Collected data:
Issue #367, opened 2025-02-15
RegisterTableUDF panic when "SELECT count()"


vimt:
For example, 

https://github.com/marcboeker/go-duckdb/blob/686cc28f4e4005ea2c187f16cd832461cea604e8/examples/table_udf/main.go#L66

Modify the udf example query to `SELECT count() FROM increment(100)`

Run reuslt: `panic: runtime error: index out of range [-1]`

PR #391, opened 2025-03-17
[Fix] Skip row id columns in projection pushdown

taniabogatsch:
Addresses https://github.com/marcboeker/go-duckdb/issues/367.

See https://github.com/duckdb/duckdb/pull/16248.
This should be appropriately addressed post duckdb 1.3.0.


taniabogatsch:
`IsRowIdColumn` is now called `IsVirtualColumn`, and is not yet available through the C API.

EXERCISE GOAL - Reproduce the records in full, exactly as written.

WRITTEN ANSWER -
Issue #367, opened 2025-02-15
RegisterTableUDF panic when "SELECT count()"


vimt:
For example, 

https://github.com/marcboeker/go-duckdb/blob/686cc28f4e4005ea2c187f16cd832461cea604e8/examples/table_udf/main.go#L66

Modify the udf example query to `SELECT count() FROM increment(100)`

Run reuslt: `panic: runtime error: index out of range [-1]`

PR #391, opened 2025-03-17
[Fix] Skip row id columns in projection pushdown

taniabogatsch:
Addresses https://github.com/marcboeker/go-duckdb/issues/367.

See https://github.com/duckdb/duckdb/pull/16248.
This should be appropriately addressed post duckdb 1.3.0.


taniabogatsch:
`IsRowIdColumn` is now called `IsVirtualColumn`, and is not yet available through the C API.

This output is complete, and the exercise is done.